This case illustrates the government’s dilemma. If administration is to function in a country the size of Tanzania, initiative and the taking of responsibility must be encouraged. If organisations and individuals are to be disgraced when they make a mistake, they will be discouraged from taking any decisions. Tanzania cannot afford the mistakes that are being made. The problem is to ensure that proper care is taken before decisions are made while encouraging initiative. The government’s policy is clear. Corruption is unacceptable and it will be fought wherever it appears. It is important that friends of Tanzania should make the distinction between corruption and mismanagement, even if Tanzanians themselves sometimes find the practical effects indistinguishable.

PRESIDENTIAL COMMISSION ON THE EDUCATION SYSTEM

The President has appointed a Commission to review the country’s education system, including the extension of education, curriculum development, administrative structure, equipment and materials.
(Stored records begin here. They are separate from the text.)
PR #920, opened 2026-07-15
fix(ci): watch the membrane wrapper and its contract test in the membrane gate

dongkeren:
## Summary

Two honesty gaps left by #904, found while checking whether the cross-membrane
symmetry had actually been qualified on all three platforms. It had not, and the
reason turned out to be structural rather than a matter of waiting.

## Related issue

Follow-up to #904 (ADR-0078 cross-membrane decode symmetry).

## Changes

- **The membrane gate did not watch the membrane.** `embedding.membranes` is the
  gate that qualifies the embedding membrane, but its path filter omitted three
  files that decide whether the membrane contract still holds: the Rust wrapper
  crate (`crates/kungfu-embedding/**`), the generic-codec contract test itself,
  and the `CMakeLists.txt` that wires that test into ctest. A change confined to
  any of them would land without the gate ever running — the gate could not see
  the thing it exists to guard. #904 only triggered it (prospectively) because it
  happened to also touch `embedding.cpp`. Added all three to the filter.
- **ADR-0078 implied more evidence than exists.** The follow-up said the contract
  test "is wired into the embedding-membrane qualification gate, which runs on
  Linux, macOS, and Windows", and that Linux/Windows evidence "comes from the
  qualification gate". Both are true about wiring and read as though the evidence
  had been produced. It has not: the gate fires only on `alpha/*` and `release/*`
  pull requests — heavy native membrane builds are deliberately kept out of
  `dev/*` PRs (c727d5fa8) — so it has never run for this change and will not
  before the next `dev` → `alpha` promotion. The wording now says that plainly.

`implementation_status` stays `staged`; this PR does not change what has been
qualified, only what the repository claims and what the gate watches.

## Verification

- The workflow YAML parses, and the three previously unwatched paths now match
  the filter (checked against the parsed `pull_request.paths` list rather than by
  eye).
- `adr-audit` passes (`result=pass`, structural=0); the deterministic docs gate
  passes.
- No runtime surface is touched, so there is nothing to build or exercise here.


kungfu-origin (approved):

dongkeren:
Superseded by the current-dev linear replacement #1044, which preserved the membrane gate/ADR correction, refreshed workflow authority, passed all required branch and merge-group checks, and merged as cc89df26bd9fb7bb0f22671d53a582b185f9ee92.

The review is to cover the past 19 years and make recommendations for the next 20.

In view of the central role of education in the development of Tanzania’s social philosophy and the changes which the system has been expected to absorb, it is reasonable for this kind of wide-ranging review to be made now. However, it seems likely that a further and more immediate reason is to provide a response to the widespread and increasingly vocal criticism of the system of seven year primary education which is now provided for all children. The criticisms of education in Tanzania are very similar to those being made in the debate on education in Britain. There is the same questioning of the results of investment, the same confusion of legitimate concern and holding the education system responsible for all of society’s problems.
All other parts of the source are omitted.